Alzheimer: famiglie sempre più sole

Alzheimer: famiglie sempre più sole

Alzheimer: famiglie sempre più sole
Sono quasi sempre familiari e dedicano 12 ore al giorno ai malati. Uno studio presentato nel corso dell’XI Congresso Nazionale dell’Associazione Italiana di Psicogeriatria mostra come la disponibilità di nuovi farmaci possa dare una mano.

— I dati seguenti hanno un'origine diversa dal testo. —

Issue #607, opened 2026-08-19
Define component-level numerical precision and accumulation policy


brendan-m-murphy:
## Problem

OpenGHG Inversions currently uses PyTensor's process-wide `floatX` setting to keep PyMC model data and graphs in float32. This avoids silently promoting float32 footprints when observations or errors arrive from preparation as float64, which can approximately double model-memory use.

Some CO₂ and verification-games operations need float64 accumulation for adequate numerical accuracy. A process-wide float64 graph is a useful escape hatch, but it is too coarse as the only solution because it also promotes arrays and components that do not need the extra precision.

PR #606 establishes the immediate startup policy:

- a fresh OpenGHG Inversions PyMC/RHIME process defaults to float32;
- an explicit `PYTENSOR_FLAGS=floatX=...` selection is honored;
- importing OpenGHG Inversions does not mutate an already-imported PyTensor/PyMC runtime;
- graph precision is selected before imports and is not a `RhimeModelSpec` option.

## Future work

- [ ] Inventory numerically sensitive operations for CO₂ and verification-games workflows, including forward products, sector sums, likelihood reductions, covariance calculations, reconstruction, and output statistics.
- [ ] Distinguish storage dtype, PyMC tensor dtype, reduction accumulator dtype, and serialized output dtype in the numerical-ownership guidance.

Sono 600 mila i malati di Alzheimer in Italia. E per ciascuno di essi c’è una persona che se ne prende cura per almeno 12 ore al giorno. In oltre il 95% dei casi a svolgere il ruolo di caregiver è un familiare del malato, un figlio nella metà dei casi. Nel 72 per cento dei casi si tratta di una donna. È su loro che grava il carico della malattia, tanto che in tre casi su quattro spetta al caregiver anche la gestione dell’attività terapeutica, in prima analisi quella farmacologica.Sono questi i dati preliminari dello studio Axept presentati nel corso dell’XI Congresso Nazionale dell’Associazione Italiana di Psicogeriatria appena conclusosi a Gardone Riviera (BS).
Lo Studio Axept, un importante progetto europeo promosso da Novartis, che ha coinvolto oltre 2.000 pazienti e relativi caregiver (la metà dei quali italiani), conferma che le famiglie si trovano ad affrontare da sole questo peso sociale, psicologico ed economico e , anche per gli aspetti più critici come la gestione della terapia. Il sostegno pubblico è in ritardo, con la malattia ancora considerata come il prezzo da pagare alla longevità, ma non una vera e propria patologia da trattare con tutte le risorse possibili, mediche, farmacologiche e non farmacologiche.
“I dati statistici della Linea Verde Alzheimer (800 679679) dell’AIMA [Associazione Italiana Malattia di Alzheimer] offrono uno spaccato drammatico della vita delle famiglie sulle quali, senza competenze e senza strumenti, è riversata tutta la responsabilità della cura del paziente”, ha commentato Patrizia Spadin, presidente dell’associazione. “In questo quadro, la gestione della terapia ha un peso rilevante nella routine quotidiana del caregiver che non ha gli strumenti per un approccio competente all’uso dei farmaci. L’unico dato che il caregiver può rilevare è quello relativo al benessere del paziente, ma al di là di questo, che la terapia sia efficace o meno, il caregiver non ha nessuno a cui rivolgersi, essendo le Unità di Valutazione Alzheimer oberate di lavoro e il medico di famiglia non sufficientemente competente”.
Per questo anche le più piccole innovazioni terapeutiche che consentano una maggiore “maneggevolezza” della terapia sono le benvenute, dal momento che consentono una maggiore aderenza alla terapia da parte del malato e uno sgravio per il caregiver.
Il cerotto transdermico a base di rivastigmina, per esempio, ha spiegato Roberto Bernabei, direttore del Dipartimento di Scienze Gerontologiche, Geriatriche e Fisiatriche dell’Università Cattolica del Sacro Cuore di Roma, “rispetto alla terapia orale, permette un più efficace trattamento dell’Alzheimer e rappresenta un aiuto concreto sia per i pazienti che per i caregiver, in quanto evita dimenticanze, dubbi ed errori connessi alla gestione di molte pillole e procedure nell’arco della giornata”.
I dati preliminari dello Studio Axept dimostrano per la prima volta come una terapia più maneggevole favorisca la compliance del paziente e influisca positivamente anche sulle persone che lo assistono: nello studio, i livelli di aderenza alla terapia dei pazienti e di soddisfazione dichiarati dai caregiver sono risultati significativamente superiori nel caso della formulazione in cerotto rispetto alla terapia orale.
Le interviste ai caregiver dimostrano che ben il 78% non è preoccupato per l’assunzione del farmaco per via transdermica e il 93% non ha alcuna difficoltà nella somministrazione del farmaco per via transdermica.